In fact babies have an ability, right from birth, to cope with lots of different germs. The body is constantly surrounded by germs and has to react to them in different ways. The advantage of being immunized rather than catching the disease is that the vaccine uses only part of the germ, or, if the whole germ, it is either killed or toned down (“attenuated”). In this way, the challenge to the immune system is less than that from the disease, but it is enough to produce protection.
In 2002, the Immunization Safety Review Committee of the American Institute of Medicine made a detailed examination of all the evidence about the effects of multiple immunizations on a baby’s immune system. They concluded that there was no evidence to support the suggestion that multiple immunizations overwhelm the immune system. They strongly supported the continuing use of vaccines against multiple diseases....

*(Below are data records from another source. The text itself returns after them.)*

PR #1597, opened 2016-02-26
Subscribe to "requestingAccess" immediately on displaying the Request Access page.

dwrensha:
This fixes a bug in #1590 where users would see blank pages after a `sandstorm restart`.

This also fixes a few places in #1585 where I forgot to project out the `email` field.

### DIFF
--- a/shell/server/hack-session.js
+++ b/shell/server/hack-session.js
@@ -242,7 +242,7 @@ HackSessionContextImpl = class HackSessionContextImpl extends SessionContextImpl
     const identity = globalDb.getIdentity(grain.identityId);
 
     const emails = SandstormDb.getVerifiedEmails(identity);
-    const email = _.findWhere(emails, { primary: true }) || identity.unverifiedEmail;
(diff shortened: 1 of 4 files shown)


dwrensha:
Oops, I had forgotten about the case where `getVerifiedEmails()` returns an empty list. Fixed now.

I also removed the logic that favored the Sandstorm account primary email over the identity provider primary email. (Consider the case where I have a private email that Github knows about and that I want Sandstorm to use to notify me about service announcements, but that I don't want to give out to my Sandstorm contacts.)

kentonv:
> Consider the case where I have a private email that Github knows about and that I want Sandstorm to use to notify me about service announcements, but that I don't want to give out to my Sandstorm contacts.

That seems far-fetched to me. And in any case, we don't actually reveal email addresses to contacts, do we? I prefer the old behavior...

dwrensha:
Meh, okay. Old behavior restored.

> we don't actually reveal email addresses to contacts, do we?

We do not reveal email addresses to all contacts. But certain interactions, like requesting access to a grain, do reveal email addresses.

PR #1601, opened 2016-02-27
Remove / from BASE_URL for a CORS header

### LINKED ISSUE #1599: If BASE_URL ends in /, then /admin/settings shows a spurious WILDCARD_HOST warning
Steps to reproduce:

- Visit (e.g.) https://rose.sandcats.io/admin/settings and see that there is no big red warning text

- Edit `sandstorm.conf` so `BASE_URL=...` now _gains_ a `/` at the end of it

- Restart Sandstorm

Expected behavior:

- There is no big red warning text

Actual behavior:

- Big red warning text about WILDCARD_HOST

red-warning

paulproteus:
Close #1599

### DIFF
--- a/shell/server/pre-meteor.js
+++ b/shell/server/pre-meteor.js
@@ -222,6 +222,7 @@ function serveSelfTest(req, res) {
       if (rootUrlAsOrigin.slice(-1) === "/") {
         rootUrlAsOrigin = rootUrlAsOrigin.slice(0, -1);
       }
+
       res.writeHead(200, {
         "Content-Type": "text/plain",
         "Content-Length": content.length,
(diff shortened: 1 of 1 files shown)


paulproteus:
As a side note:

If I had followed @kentonv's advice to make this allowed to be accessed from all origins (`*`) then this bug would never have happened. But I do like the fail-closed nature of the way I wrote it! Hmm!

paulproteus:
Testing done:

- Set rose.sandcats.io's BASE_URL to end in a `/`

- Reproduce the bug

- Install this code (built via `make fast`)

- Reload `/admin/settings`

- Notice the problem has gone away

- Adjust `WILDCARD_HOST` to be `*.zrose.sandcats.io`

- Reload `/admin/settings`

- Notice that I (correctly) see a big red warning.

- Fix the problem.

- Reload `/admin/settings`

- See the red warning go away.

paulproteus:
<3 style checker

kentonv:
I kind of suspect there are a lot more bugs that will happen if the root URL ends in a '/', so we should consider canonicalizing it at the source (in run-bundle).

paulproteus:
+1 to that. I can see about doing that in the fullness of time. I filed a
bug.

If immunizations are delayed, a baby will remain unprotected for longer than necessary. This could be particularly dangerous for whooping cough and Hib. Very young babies, if they catch whooping cough, are likely to be much more seriously ill than older children and are more likely to need hospital care. Babies under a year old are more likely to catch Hib than older children Studies have shown that when the vaccines are given at the younger age, babies have fewer reactions such as fever, sore injection sites etc, while at the same time they are still protected.*
There have been many well-designed studies that have examined claims that vaccines cause chronic diseases such as asthma, multiple sclerosis, chronic arthritis, sudden infant death syndrome, and diabetes. The studies have not found compelling evidence for any such links.* That has not stopped some anti-vaccinationists from speculating that some children are "especially sensitive" to vaccines and that scientific control studies can't be refined enough to validate this claim.